Every song on the album either reminisces about their time together, laments their separation, dwells on loneliness or in the case of “Keep Your Name” fires off some parting shots.
Aside from the thematic fuel, Coffman’s absence could explain the hard turn for the electronic since 2012’s Swing Lo Magellan.
Staccato guitar bursts have decidedly been removed from the album’s vocabulary. Instead warbles, static and all manner of electric bleeps and bloops have joined the piano, eventful percussion and gift for marrying experimentation with undeniable melody that has always been The Dirty Projectors’ calling card.
And the album sounds absolutely fantastic. It’s almost always a sonic lasagna of disparate parts. On any given song you might hear electronic effects, autotune, piano, drum loops, horns, violins or even organ, but it’s never muddled, and aside from a few indulgent moments of faux static, it never seems busy for the sake of being busy.
It is a wonderful headpones album.
However it was that Longstreth arrived at the new album’s sound, the result is the same: a deeply engaging album that manages to double-down on both pop influence and weirdness.
I sincerely hope “Cool Your Heart”, which includes a fantastic feature from D∆WN, a frantic drum bridge and layer after layer of brass instruments, soundtracks a future basketball video game.
Brian King and David Prowse’s cicada-like reemergence is an excellent new album slightly out of their comfort zone.
Japandroids already have a couple of near-perfect album’s in their oeuvre. Post-Nothing, their 2009 break through, is an adored cult classic and Celebration Rock , as its name suggests, is a triumphant, rock masterpiece. At this point, their playing with house money when it comes to critical good will, and it allowed them to adventure toward some new sounds on their brilliant new album Near the Wild Heart of Life.
There are new sounds on Near the Wild Heart of Life. There’s Americana influence and electronic textures and female backing vocals, and it’s not quite the barbaric yop of raw-nerve feeling of Celebration Rock or the distorted, lo-fi “newgaze” revelation of Post-Nothing, but it is obviously a Japandroids album.
On Near the Wild Heart…Japandroids finally sound as big as they’ve always been to me. They have always produced irrepressible, energetic anthems that have conjured irresponsible levels of energy in me, and on the new album they sound ready to conquer stadiums.
The tug-of-war between roots and a chosen home, the reconciliation between ambition and humble beginnings and the bracing affirmation that to live is to feel are still omnipresent as are the wonderful guitar sounds that strike the perfect balance between Hüsker Dü and My Bloody Valentine and the “Oh, woah-ohh” vocal fills.
The opening title track of the album makes that abundantly clear.
It sounds as much like a Japandroids song as any song that ever was and serves as sort of an origin story of a band that started in rural Canada before calling Vancouver home and later splitting time in Vancouver and New Orleans.

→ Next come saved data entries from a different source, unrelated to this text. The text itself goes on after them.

Issue #2979, opened 2026-06-30
Allow users to select PEA error mitigation in wrapper estimator


TsafrirA:
**What is the expected enhancement?**

**Acceptance criteria**
The user can set PEA options, and enable it.

- [x] The correct prepare method is used.
- [x] The correct post processor is applied.

rosspeili:
Hey @TsafrirA can I give this a shot?

TsafrirA:
Thank you @rosspeili for taking interest in our code base! We highly value external contributions. Unfortunately, this particular issue is part of a new effort which is undergoing changes on quite literally a daily basis. It is therefore not well suited for external contributors. If you want, we can try and find an issue which is better suited for you!

rosspeili:
Hey @TsafrirA nw at all, and appreciate it. Yes would love to work on something around qiskit. Thanks in advance. I already have the CLA and a few minor prs merged if it's the same across repos.

TsafrirA:
Closed via #2948 and #3029.

PR #3029, opened 2026-07-13
Dispatch wrapper estimator with PEA to appropriate prepare function

TsafrirA:
### Summary
Part of #2979

### Details and comments
This PR dispatches to the correct prepare function when PEA is enabled. Also verifies that ZNE and PEC are not set simultaneously. 

### AI/LLM disclosure

### DIFF
--- a/qiskit_ibm_runtime/executor_estimator/estimator.py
+++ b/qiskit_ibm_runtime/executor_estimator/estimator.py
@@ -186,7 +186,8 @@ class EstimatorV2(BaseEstimatorV2):
             pubs=coerced_pubs,
             twirling_options=options.twirling,
             measure_noise_learning=options.resilience.measure_noise_learning,
-            inject_noise=options.resilience.pec_mitigation,  # TODO: Add PEA once available
+            inject_noise=options.resilience.pec_mitigation
+            or (options.resilience.zne_mitigation and options.resilience.zne.amplifier == "pea"),
         )
 
     def finalize_options(self) -> EstimatorOptions:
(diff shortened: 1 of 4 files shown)


qiskit_ibm_runtime/executor_estimator/estimator.py
```diff
@@ -302,15 +308,32 @@ def run(
...
-                measure_noise_learning=options.resilience.measure_noise_learning
-                if options.resilience.measure_mitigation
-                else None,
-            )
+            if options.resilience.zne.amplifier == "pea":
+                if options.resilience.noise_model_mapping is None:
+                    raise IBMInputValueError(
+                        "When PEA mitigation is enabled, you must provide a noise model "
+                        "via options.resilience.noise_model_mapping"
+                    )
```
SamFerracin: I would just go with this:
```suggestion
                noise_model_mapping = options.resilience.noise_model_mapping or {}
```
`prepare_pea` expects a dict, but it doesn't specify whether or not it needs to have items in it. So I'd leave the validation up to `prepare_pea`--which is already happening when it raises an error saying that `f"noise_model_mapping is missing noise map for layer reference {ref}"`

TsafrirA: [2be01b6](https://github.com/Qiskit/qiskit-ibm-runtime/pull/3029/commits/2be01b658ba3b443f638ba801b95677e0806b493)

SamFerracin (approved):
Thanks!

diego-plan9 (approved):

It’s also a carpe diem mission statement about acknowledging your dreams and being bold enough to attempt to realize them
The next song, “North South East West” manages to sound like “Ain’t that America” and “When You Were Young” but still be completely awesome despite some serious mawkishness and corny lyrics. They actually shout N-O-L-A, USA at one point, and I don’t hate it. This is definitely the Japandroids’ road album, and it’s fun to hear a couple of Canucks grapple with the immensity of the North American continent.
“True Love and a Life of Free Will” is a pretty wonderful, understated song about two wild people finding a love that works for them and the adorably titled”I’m Sorry (For Not Finding You Sooner)” sounds like a throwback to 2009.
“Arc of Bar” is a slow-burning, seven-minute epic that features electronic textures and crescendos to a gospel conclusion. It’s very different, but it’s still very easy to pick out the shimmering, chugging guitar in the background and feel like you’re in familiar territory.
The album is very heavy on King, but “Midnight to Morning” gives Prowse a chance to handle lead vocals, and he does a great job. It’s got a fantastic, roaring guitar texture that makes its four-minute-plus running time seem completely justified.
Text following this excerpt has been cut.